La Candidieta logo

A health platform for women recovering from Candidiasis through diet, habits, and tracking

Role: Co-founder & Full-Stack Engineer

https://lacandidieta.netlify.app

La Candidieta

La Candidieta began because of someone close to my family.

They were dealing with Candidiasis — a condition that can be deeply disruptive to daily life while also being frequently misunderstood and inconsistently treated. As my co-founder and I researched the topic, we kept encountering the same pattern: strong correlations between symptoms, diet, and everyday habits.

People with the same diagnosis were often having completely different experiences depending on what they ate and how they lived.

The project initially started as a blog and educational health magazine where we documented what we were learning. Over time, it evolved into a tracking platform that allowed users to log meals, macronutrients, and symptoms, making the relationship between diet and physical response more visible over time.

At the time, I was still working as a software engineer at Eleven Systems. La Candidieta was the project that transformed entrepreneurship from an abstract interest into something I actively pursued.

During its lifespan, the platform served more than 3,000 women across Latin America, initially through social media and later through the product itself.

What stood out most was the nature of the feedback. Users didn't just leave short comments or support tickets. They sent detailed messages, personal stories, and accounts of recovery. The response felt unusually human because the problem itself was deeply personal.

It became clear very quickly that many users had struggled to find practical support anywhere else.

Technically, the platform was relatively lightweight to maintain after launch. The difficult part was emotional scale.

Users wanted more than a tracker. They wanted guidance, reassurance, and personal support from people who understood what they were experiencing. We responded as much as we could, but eventually the economics stopped making sense. The product was intentionally affordable, the audience was highly niche, and the amount of time required per user kept growing faster than revenue.

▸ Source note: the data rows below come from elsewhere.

PR #186, opened 2026-08-04
builder: latch a rejected setter argument instead of coercing it

### LINKED ISSUE #175: An unrecognized BranchAction discriminant silently commits the COW branch
`sandlock_sandbox_builder_on_exit` and `..._on_error` map an unrecognized discriminant to `BranchAction::Commit`, so a binding that passes a bad value gets the change set merged into the workdir instead of an error.

`crates/sandlock-ffi/src/lib.rs:228-232`:

```rust
let action = match action {
    1 => BranchAction::Abort,
    2 => BranchAction::Keep,
    _ => BranchAction::Commit,
};
```

`Commit` is the most destructive of the three: `Abort` and `Keep` both leave the workdir untouched, `Commit` writes to it.

## Reproduction

Verified on `main` (0.8.5, x86-64), driving the C ABI directly so the SDK's enum validation is out of the way — which is exactly the position a hand-written binding is in.

```python
import ctypes, os, shutil, tempfile

lib = ctypes.CDLL("target/release/libsandlock_ffi.so")
P = ctypes.c_void_p

def bfn(name, *extra):
    f = getattr(lib, name); f.restype = P; f.argtypes = [P] + list(extra); return f

b_new     = lib.sandlock_sandbox_builder_new; b_new.restype = P; b_new.argtypes = []
b_read    = bfn("sandlock_sandbox_builder_fs_read", ctypes.c_char_p)
b_workdir = bfn("sandlock_sandbox_builder_workdir", ctypes.c_char_p)
b_storage = bfn("sandlock_sandbox_builder_fs_storage", ctypes.c_char_p)
b_on_exit = bfn("sandlock_sandbox_builder_on_exit", ctypes.c_uint8)

lib.sandlock_sandbox_build.restype = P
lib.sandlock_sandbox_build.argtypes = [P, ctypes.POINTER(ctypes.c_int),
                                       ctypes.POINTER(ctypes.c_char_p)]
lib.sandlock_run.restype = P
lib.sandlock_run.argtypes = [P, ctypes.c_char_p,
                             ctypes.POINTER(ctypes.c_char_p), ctypes.c_uint]

def trial(action_value, label):
    wd, st = tempfile.mkdtemp(), tempfile.mkdtemp()
    b = b_new()
    for p in (b"/usr", b"/lib", b"/lib64", b"/bin"):
        if os.path.exists(p.decode()):
            b = b_read(b, p)
    b = b_workdir(b, wd.encode())
    b = b_storage(b, st.encode())
    b = b_on_exit(b, action_value)

    err, msg = ctypes.c_int(0), ctypes.c_char_p()
    policy = lib.sandlock_sandbox_build(b, ctypes.byref(err), ctypes.byref(msg))
    assert policy, (err.value, msg.value)

    cmd = [b"/bin/sh", b"-c", b"echo written-by-guest > guest.txt"]
    arr = (ctypes.c_char_p * len(cmd))(*cmd)
    lib.sandlock_run(policy, None, arr, len(cmd))

    landed = os.path.exists(os.path.join(wd, "guest.txt"))
    print(f"{label:32} guest changes in workdir: {'YES (committed)' if landed else 'no'}")
    shutil.rmtree(wd, ignore_errors=True); shutil.rmtree(st, ignore_errors=True)

for v, l in [(0, "0 = Commit"), (1, "1 = Abort"), (2, "2 = Keep")]:
    trial(v, l)
for v in (7, 99, 255):
    trial(v, f"{v} = not a valid discriminant")
```

Output:

```
0 = Commit                       guest changes in workdir: YES (committed)
1 = Abort                        guest changes in workdir: no
2 = Keep                         guest changes in workdir: no

7 = not a valid discriminant     guest changes in workdir: YES (committed)
99 = not a valid discriminant    guest changes in workdir: YES (committed)
255 = not a valid discriminant   guest changes in workdir: YES (committed)
```

Every garbage value lands on the one action that modifies the workdir, and `sandlock_sandbox_build` returns success — the caller has no way to notice.

## Why this reads as a missed spot rather than a new class

The same class was already fixed in this file by #92. Two hundred lines below, `crates/sandlock-ffi/src/lib.rs:2152` does the opposite:

```rust
_ => Verdict::Deny,
```

with `policy_ret_unrecognized_values_fail_closed()` at `:2893` pinning it. The `BranchAction` conversion was simply not part of that sweep.

## Why the tests do not catch it

No coverage at all: `on_exit`, `on_error` and `BranchAction` appear nowhere under `crates/sandlock-ffi/tests/`. The core-level branch-action tests construct the enum directly and never cross the ABI, so the conversion is untested from either side.

## Suggested fix

Reject the unknown value instead of choosing for the caller. These setters return the builder and have no error channel, so the cheapest fail-closed option is to map an unrecognized discriminant to `Abort` — the action that cannot destroy anything — and say so in the doc comment. If you would rather have a hard error, the setters need the `err` / `err_msg` treatment `sandlock_sandbox_build` already uses (`crates/sandlock-ffi/src/lib.rs:903`), which is a wider change.

A regression test shaped like `policy_ret_unrecognized_values_fail_closed` would fit next to it.

Happy to send a patch once you pick one.

dzerik:
Closes #175.

Second of three. Stacked on #185, so this branch carries that commit too:
review the second one, `builder: latch a rejected setter argument`, and
merge #185 first.

## The problem

A builder setter returns `Self`, not `Result`, so it has no channel for a
value the core cannot accept. The C ABI answered that by coercing:

- an `on_exit` discriminant with no variant became `Commit`, through the
  fall-through arm of a `match`;
- an unrecognized protection discriminant was a documented no-op;
- every string setter ran its argument through `to_str().unwrap_or("")`,
  except the two mount setters, which dropped the whole call instead.

Each of those runs a configuration the caller never wrote, and says nothing
while doing it. `unwrap_or("")` is reachable without any bug in the caller,
since a path read off `readdir()` is an arbitrary byte string on Linux, and
the empty path it produces is a prefix of every guest path.

## What this does

`SandboxBuilder` carries a pending-error latch. `reject` records a reason a
surface diagnosed itself, `reject_error` records one the core's own parser
produced, and `build()` returns it instead of a `Sandbox`.

The setter contract is otherwise untouched, which is why the bindings do not
move: this commit changes nothing under `go/` or `python/src`.

## Four design decisions worth naming

**The latch holds a `String`, not a `SandboxError`.** `SandboxBuilder` is
`Clone` and `SandboxError` is not; making it `Clone` would widen a public
error type for the benefit of one private field.

**The check sits in `build_unchecked`, not in `build`.** `build_unchecked` is
public and is what `sandlock-oci` calls
(`crates/sandlock-oci/src/policy.rs:463`). A check in `build` alone would let
the one caller that deliberately skips cross-section validation also skip the
caller's own rejected input, which is not the invariant it asked to skip.

**`Clone` carries the latch.** Dropping it there would make `.clone().build()`
a laundering channel for a value the core has already refused.

**First write wins.** The earliest bad input is the one that explains whatever
follows it, so the message names the caller's first mistake rather than its
last.

## What now reports instead of coercing

- `on_exit` and `on_error`, on an unrecognized discriminant. `BranchAction`
  gains `#[repr(u8)]` with explicit discriminants and a `from_repr`, so the
  values the bindings pass as a `u8` are a written-down contract rather than
  the fall-through arm of a `match`. Serde is unaffected: a data-less enum
  serializes by variant name, not by discriminant.

- `allow_degraded` and `disable`, on an unrecognized protection. The no-op was
  documented, which meant a binding built against a newer header was told
  nothing when an older library did not recognize the protection it asked to
  be degradable: the caller believed it had opted out, and the protection
  stayed strict.

- All 22 string setters, through one `setter_arg` helper: a null pointer, and
  bytes that are not UTF-8. Those two stay the C ABI's own verdicts because
  they are representation problems the core cannot see once the value is a
  `&str`; the grammar's verdict still comes from the core untouched. The
  three-argument setters report per half (`env_var key`, `fs_mount_ro host
  path`), so the message names the pointer to fix.

`fs_mount` and `fs_mount_ro` had a coercion of their own shape: a private
`mount_pair` helper answered "add no mount" for a null, non-UTF-8 or empty
path, so the caller who asked for a read-only subtree got a writable one and
the caller who asked for a host directory got nothing there. They go through
the latch now, which is what makes the sentence above true of *every* `*const
c_char` builder setter rather than of most of them.

## Zero and the empty set, in the same commit

The latch stops a surface from inventing a value the caller did not write;
these stop a surface from having to invent a verdict the core would not give.
Both have to be in place before a binding can be reduced to forwarding, and
neither is visible in a binding's own diff.

- **`max_processes = 0`**: the supervisor compares `proc_count >= limit`, so a
  limit of zero denies every fork with `EAGAIN` no matter how few processes
  are alive, and the workload reads "Resource temporarily unavailable" from
  its first subprocess with nothing naming the setting.
- **`num_cpus = 0`**: reaches the synthetic procfs as an empty `/proc/cpuinfo`
  and an affinity mask with no bits, so the guest reads `nproc` = 0.
- **`max_memory = 0`**: zero is the sentinel the supervisor already carries
  for "no ceiling", but the memory handler is registered on `is_some()`. An
  explicit zero therefore installs a ceiling of zero and SIGKILLs the loader's
  first anonymous mmap while `/proc/meminfo` reports the sandbox unlimited.
  Refusing the value is what lets the sentinel keep meaning "unset".
  `max_disk` is deliberately not the same: zero is its documented spelling of
  "unlimited", and one reading is all it has.
- **`cpu_cores = []`**: an affinity mask with no bits, which
  `sched_setaffinity(2)` refuses with `EINVAL`. `confine_child` skipped the
  call for an empty set instead, so the pinning the caller asked for silently
  did not happen and the sandbox ran on every core. Unlike `gpu_devices`,
  where an empty list is the spelling of "every device present", there is no
  cpu set an empty list could stand for.
- **an empty virtual or host path in `fs_mount`/`fs_mount_ro`**: this is the
  check that came back from the C ABI. `mount_pair` was making a policy
  judgement the core's own profile grammar already makes, and making it in the
  one place that could not report it. An empty virtual path is a prefix of
  every guest path, so `ChrootCtx::is_mounted` would match the whole tree and
  short-circuit `can_read` and `can_write`.

## One over-strict check removed

`Confinement::try_from` listed `on_exit` and `on_error` among the fields a
confinement cannot honour. A confinement has no branch to act on: it is
applied in place, and `fs_storage` and `workdir`, the two knobs that create
one, are already refused above it. The check only ever refused a field that
could not have changed the outcome, and it compared against two hardcoded
actions rather than against what `build()` resolves an unset field to, so a
caller who said nothing about the error path was refused a confinement its
policy allowed.

## The C ABI does not move

No signature, no struct and no discriminant value changes.
`include/sandlock.h` changes by 171 lines (141 added, 30 removed) and every
one of them is inside a comment block: with comment lines stripped the header
is byte-identical to its parent. The added ones write the four new refusals
where a binding author reads them, along with `max_open_files = 0`, which was
already refused and had never been documented anywhere.

## Testing

`crates/sandlock-ffi/tests/builder_pending_error.rs` (727 lines) covers the
latch itself: both branch-action setters, survival across later valid calls,
first-write-wins, `Clone`, `build_unchecked`, and null, non-UTF-8 and per-half
arguments across every string setter.

`tests/fs_mount.rs` had four tests pinning the drop-silently behaviour of the
mount setters; they become one that pins the report, over both setters and all
six unusable inputs. In `protection.rs` the two tests that asserted the no-op
now assert the report. `builder.rs` covers `reject_error` directly with a real
`ByteSize::parse` error, asserting the built message is the parser's own text
rather than a doubled `invalid sandbox: invalid sandbox: ...`.

`cargo test -p sandlock-core --lib`: 739 pass at this commit.


congwang-mk:

dzerik:
Agreed, defer it. Answered at length in #185, since the three are one stack and the same answer covers them.

Short version: this PR shows +5745/-975 because it carries #185 underneath it; what is new here is +1570/-367 across 14 files. Still not small, and a release is the wrong moment for it either way. Review order whenever you get to the batch: #185, then this, then #187.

By 2023, Tribu Yoga had become the clearer long-term opportunity, and we decided to sunset La Candidieta to focus there fully.

I may eventually republish the educational side of the project — the research, articles, and private resources — because the information itself still holds value even if the business model did not.

La Candidieta taught me that some meaningful products are never meant to scale aggressively, and that doesn't diminish their value.

Some projects exist because they genuinely help a small group of people. They operate for as long as they make sense, and eventually they end without needing to become venture-scale businesses.

It also taught me to distinguish earlier between a mission-driven project and a scalable business. Both matter. They simply operate under different constraints and should be evaluated by different standards.